# [Work order]
Set down the complete data exactly as it appears below.

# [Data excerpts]

PR #299, opened 2022-10-06
Wazo 2887 user fallbacks

pc-m:


xxbillouxx:
recheck

wazo_confd/plugins/user/resource.py
```diff
@@ -1,34 +1,161 @@
...
+
     def build_headers(self, user):
         return {'Location': url_for('users', id=user.id, _external=True)}
 
     @required_acl('confd.users.create')
     def post(self):
         return super().post()
 
+    def _post(self, body):
+        # forwards payload will be modified by the PUT body
```
xxbillouxx, line 112: why is it before `body = self.schema().load(body)` ?

xxbillouxx (commented):
gj

wazo_confd/plugins/user/resource.py
pc-m: The schema forwards schema modifies the data. If I get the forwards after the `load` the forwards resource will try to modify the schema again. This returns a `400`

PR #302, opened 2022-10-25
Fix dissociation on line extension delete

pc-m:
This is a followup to https://github.com/wazo-platform/xivo-manage-db/pull/170/files
Since the CASCADE does not execute the line_extension fixes this dissociate the line/extension explicitly when deleting a line or extension that are associated.

I have not been able to spot a bug to would result from not executing the fixes


fblackburn1:
No ticket and no reviewer assigned. Is this branch still valid?

PR #322, opened 2022-11-14
Add middlewares for /users

xxbillouxx:


wazo_confd/plugins/user/middleware.py
```diff
@@ -1,22 +1,103 @@
...
+            Session.expire(model)
+
+        if groups:
+            self._middleware_handle.get('user_group_association').associate_all_groups(
+                {'groups': groups}, user_dict['uuid']
+            )
+            Session.expire(model)
+        user_dict['groups'] = groups
+
+        if switchboards:
```
pc-m, line 85: You don't need the `if` here since there's only a `for`. Otherwise you can remove the `or []` when popping switchboards

wazo_confd/plugins/user/middleware.py
```diff
@@ -1,22 +1,103 @@
...
+        if lines:
+            for line_body in lines:
+                line = self._middleware_handle.get('line').create(
+                    line_body, tenant_uuid, tenant_uuids
+                )
+                self._middleware_handle.get('user_line_association').associate(
+                    user_dict['id'], line['id'], tenant_uuids
+                )
+                user_dict['lines'].append(line)
+            Session.expire(model)
```
pc-m, line 50: Could we use `Session.expire(model, ['lines'])` here instead of expiring everything?

wazo_confd/plugins/user/schema.py
```diff
@@ -229,3 +243,37 @@ def on_bind_field(self, field_name, field_obj):
...
+class UserListItemSchema(UserSchemaNullable):
+    auth = Nested('WazoAuthUserSchema')
+    lines = Nested('LineSchema', many=True)
+    incalls = Nested('UserIncallSchema', many=True)
+    groups = Nested('UserGroupSchema', many=True)
+    switchboards = Nested('UserSwitchboardSchema', many=True)
+
+
+class UserIncallSchema(BaseSchema):
+    id = fields.Integer(dump_only=True)
```
pc-m, line 257: Most fields from the `incall` schema should be available here.
`preprocess_subroutine`, `greeting_sound`, `caller_id_mode`, `caller_id_name`, `description`

integration_tests/suite/base/test_user_import.py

# [Answer to the exercise]
PR #299, opened 2022-10-06
Wazo 2887 user fallbacks

pc-m:


xxbillouxx:
recheck

wazo_confd/plugins/user/resource.py
```diff
@@ -1,34 +1,161 @@
...
+
     def build_headers(self, user):
         return {'Location': url_for('users', id=user.id, _external=True)}
 
     @required_acl('confd.users.create')
     def post(self):
         return super().post()
 
+    def _post(self, body):
+        # forwards payload will be modified by the PUT body
```
xxbillouxx, line 112: why is it before `body = self.schema().load(body)` ?

xxbillouxx (commented):
gj

wazo_confd/plugins/user/resource.py
pc-m: The schema forwards schema modifies the data. If I get the forwards after the `load` the forwards resource will try to modify the schema again. This returns a `400`

PR #302, opened 2022-10-25
Fix dissociation on line extension delete

pc-m:
This is a followup to https://github.com/wazo-platform/xivo-manage-db/pull/170/files
Since the CASCADE does not execute the line_extension fixes this dissociate the line/extension explicitly when deleting a line or extension that are associated.

I have not been able to spot a bug to would result from not executing the fixes


fblackburn1:
No ticket and no reviewer assigned. Is this branch still valid?

PR #322, opened 2022-11-14
Add middlewares for /users

xxbillouxx:


wazo_confd/plugins/user/middleware.py
```diff
@@ -1,22 +1,103 @@
...
+            Session.expire(model)
+
+        if groups:
+            self._middleware_handle.get('user_group_association').associate_all_groups(
+                {'groups': groups}, user_dict['uuid']
+            )
+            Session.expire(model)
+        user_dict['groups'] = groups
+
+        if switchboards:
```
pc-m, line 85: You don't need the `if` here since there's only a `for`. Otherwise you can remove the `or []` when popping switchboards

wazo_confd/plugins/user/middleware.py
```diff
@@ -1,22 +1,103 @@
...
+        if lines:
+            for line_body in lines:
+                line = self._middleware_handle.get('line').create(
+                    line_body, tenant_uuid, tenant_uuids
+                )
+                self._middleware_handle.get('user_line_association').associate(
+                    user_dict['id'], line['id'], tenant_uuids
+                )
+                user_dict['lines'].append(line)
+            Session.expire(model)
```
pc-m, line 50: Could we use `Session.expire(model, ['lines'])` here instead of expiring everything?

wazo_confd/plugins/user/schema.py
```diff
@@ -229,3 +243,37 @@ def on_bind_field(self, field_name, field_obj):
...
+class UserListItemSchema(UserSchemaNullable):
+    auth = Nested('WazoAuthUserSchema')
+    lines = Nested('LineSchema', many=True)
+    incalls = Nested('UserIncallSchema', many=True)
+    groups = Nested('UserGroupSchema', many=True)
+    switchboards = Nested('UserSwitchboardSchema', many=True)
+
+
+class UserIncallSchema(BaseSchema):
+    id = fields.Integer(dump_only=True)
```
pc-m, line 257: Most fields from the `incall` schema should be available here.
`preprocess_subroutine`, `greeting_sound`, `caller_id_mode`, `caller_id_name`, `description`

integration_tests/suite/base/test_user_import.py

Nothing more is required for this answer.